Recall the formula for the independent groups *t*-test:

$$t=\frac{(\bar{x}_1-\bar{x}_2)-(\mu_1-\mu_2)}{SE}$$

In Welch's formula, we calculate the SE differently:
$$SE'=\sqrt{\frac{s_1^2}{n_1}+\frac{s_2^2}{n_2}}$$

So the formula for Welch's $t'$: 
$$t'=\frac{(\bar{x}_1-\bar{x}_2)-(\mu_1-\mu_2)}{\sqrt{\frac{s_1^2}{n_1}+\frac{s_2^2}{n_2}}}$$

---

# Welch's *t*-test: Modified degrees of freedom

Recall the degrees of freedom for the independent groups *t*-test:

$$\nu=n_1+n_2-1$$

The degrees of freedom are modified for Welch's $t'$: 

$$\nu'=\frac{(\frac{s_1^2}{n_1}+\frac{s_2^2}{n_2})^2}{\frac{s_1^4}{n_1^2(n_1-1)}+\frac{s_2^4}{n_2^2(n_2-1)}}$$

---

# George E. P. Box

> "Equally, the statistician knows, for example, that in nature there never was a normal distribution.
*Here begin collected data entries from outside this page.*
PR #437, opened 2015-11-30
Added further coinbase products

### LINKED ISSUE #67: Add component to retrieve Coinbase product list
https://docs.exchange.coinbase.com/#get-products

rjmcneill:
Closes #67

### DIFF
--- a/src/assets/js/app.js
+++ b/src/assets/js/app.js
@@ -7,6 +7,7 @@ import menu from './menu/menu';
 import util from './util/util';
 import event from './event';
 import dataInterface from './data/dataInterface';
+import coinbaseProducts from './data/feed/coinbase/products';
 
 export default function() {
 
@@ -55,16 +56,11 @@ export default function() {
         seconds: 60,
         d3TimeInterval: {unit: d3.time.minute, value: 1},
         timeFormat: '%H:%M'});
-
     var generated = model.data.product({
+        family: 'generated',
         display: 'Data Generator',
         volumeFormat: '.3s',
         periods: [day1]
-    });
-    var bitcoin = model.data.product({
-        display: 'Bitcoin',
-        volumeFormat: '.2f',
-        periods: [minute1, minute5, hour1]
     });
 
     var primaryChartModel = model.chart.primary(generated);
@@ -73,7 +69,7 @@ export default function() {
     var xAxisModel = model.chart.xAxis(day1);
     var navModel = model.chart.nav();
     var navResetModel = model.chart.navigationReset();
-    var headMenuModel = model.menu.head([generated, bitcoin], generated, day1);
+    var headMenuModel = model.menu.head([generated], generated, day1);
     var legendModel = model.chart.legend(generated, day1);
     var overlayModel = model.menu.overlay();
 
@@ -269,9 +265,10 @@ export default function() {
                 loading(true);
                 updateModelSelectedProduct(product.option);
                 updateModelSelectedPeriod(product.option.periods[0]);
-                if (product.option === bitcoin) {
+                if (product.option.family === 'bitcoin') {
+                    _dataInterface.setNewProduct(product.option.display);
                     _dataInterface(product.option.periods[0].seconds);
-                } else if (product.option === generated) {
+                } else if (product.option.family === 'generated') {
                     _dataInterface.generateDailyData();
                 }
                 render();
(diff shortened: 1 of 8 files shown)


src/assets/js/menu/head.js
```diff
@@ -20,8 +20,16 @@
         var head = function(selection) {
             selection.each(function(model) {
                 var selection = d3.select(this);
-
                 var products = model.products;
+                var selectedIndex = -1;
+
+                for (var i = 0; i < products.length; i++) {
```
jdhodges431: I've done something similar with map and indexof elsewhere. In that style it would look like this:

    var selectedIndex = products.map(function(product) {
        return product.display === model.selectedProduct.display;
    }).indexOf(true);

Wondering which is preferable.

Afredon: I don't see where selectedIndex is used, which would make irrelevant the best way to calculate it.

rjmcneill: Good spot @jdhodges431 
I accidentally pushed this back.
I had this debug code in to allow me to get coding on the rest of the stuff, and forgot to take it out.
Replaced this with:

``` JavaScript
selectedIndex: products.indexOf(model.selectedProduct)
```
Later on in the file.  My bad!

src/assets/js/data/feed/coinbase/products.js
```diff
@@ -0,0 +1,30 @@
+(function(d3, fc, sc) {
+    'use strict';
+
+    sc.data.feed.coinbase.products = function(minute1, minute5, hour1, day1, callback) {
+        var coinbaseProducts = [];
+        var product = null;
+
+        d3.json('https://api.exchange.coinbase.com/products', function(error, reponse) {
```
Afredon: I'm glad you start using French in your code, but wouldn't that be "response" in English ? Otherwise, I'm glad with "Erreur" for the first parameter :)

src/assets/js/app.js
```diff
@@ -235,9 +243,13 @@
         function initialiseHeadMenu(dataInterface) {
             return sc.menu.head()
                 .on(sc.event.dataProductChange, function(product) {
+                    var productSubStr = product.option.display.substring(0,3);
+
                     updateModelSelectedProduct(product.option);
                     updateModelSelectedPeriod(product.option.periods[0]);
-                    if (product.option === bitcoin) {
+
+                    if (productSubStr === 'BTC') {
```
Afredon: You're using the display name to extract an information semantically different. It would be better to explicit the information you are looking for when creating the product, for example in a field named Family or Category, or directly associate with a dataInterface method.

rjmcneill: Yea @Afredon, that does sound like a better way of doing it.
I'll add that to my future update

src/assets/js/data/feed/coinbase/products.js
rjmcneill: Hah, good spot @Afredon :stuck_out_tongue_closed_eyes:

src/assets/js/app.js
```diff
@@ -301,6 +298,23 @@ export default function() {
...
+
+    function insertProductsIntoHeadMenuModel(error, bitcoinProducts) {
+        if (error) {
+            console.log('Error getting coinbase products: ' + error); // TODO: something more useful for the user!
+        }
+        // Add the newly received products to the product list
+        headMenuModel.products = headMenuModel.products.concat(bitcoinProducts);
+        render();
+
+        containers.app.select('.head-menu')
```
tlsim: Can remove this now that `render` is called above.

test/data/coinbaseProductSpec.js
```diff
@@ -0,0 +1,42 @@
...
+var min5 = 300;
+var hr1 = 3600;
+var day1 = 86400;
+
+describe('data/coinbase/products', function() {
+    it('should assign the correct periods to BTC-USD', function() {
+        var btcusd = [{ id: 'BTC-USD' }];
+        var productResponse = formatProducts(min1, min5, hr1, day1, btcusd);
+        expect(productResponse[0].periods.length).toEqual(4);
+        expect(productResponse[0].periods[0]).toEqual(60);
```
tlsim: It's fine to use the variables `min1` etc. inside `toEqual`.

src/assets/js/data/feed/coinbase/products.js
```diff
@@ -0,0 +1,35 @@
...
+    d3.json('https://api.exchange.coinbase.com/products', function(error, response) {
+        if (error) {
+            callback(error);
+        } else {
+            callback(error, formatProducts(minute1, minute5, hour1, day1, response));
+        }
+    });
+}
+
+export function formatProducts(minute1, minute5, hour1, day1, response) {
```
tlsim: I think moving this function to a file of its own is a good idea - it's a bit clearer what is getting tested, and we can be consistent in using `export default` everywhere.

src/assets/js/app.js
rjmcneill: Oops...
Yea, I went back to updating tests when you left, forgot to remove that! :smile:

rjmcneill:
Thanks @tlsim 
Updated after your comments!

tlsim:
Cheers @rjmcneill - Looks good. I moved all the coinbase stuff to /data/coinbase in #477.

rjmcneill:
Makes sense @tlsim, thanks for the update :+1:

There never was a straight line, yet with normal and linear assumptions, known to be false, he can often derive results which match, to a useful approximation, those found in the real world." -*Journal of the American Statistical Association, 71*(356), pp. 791-799.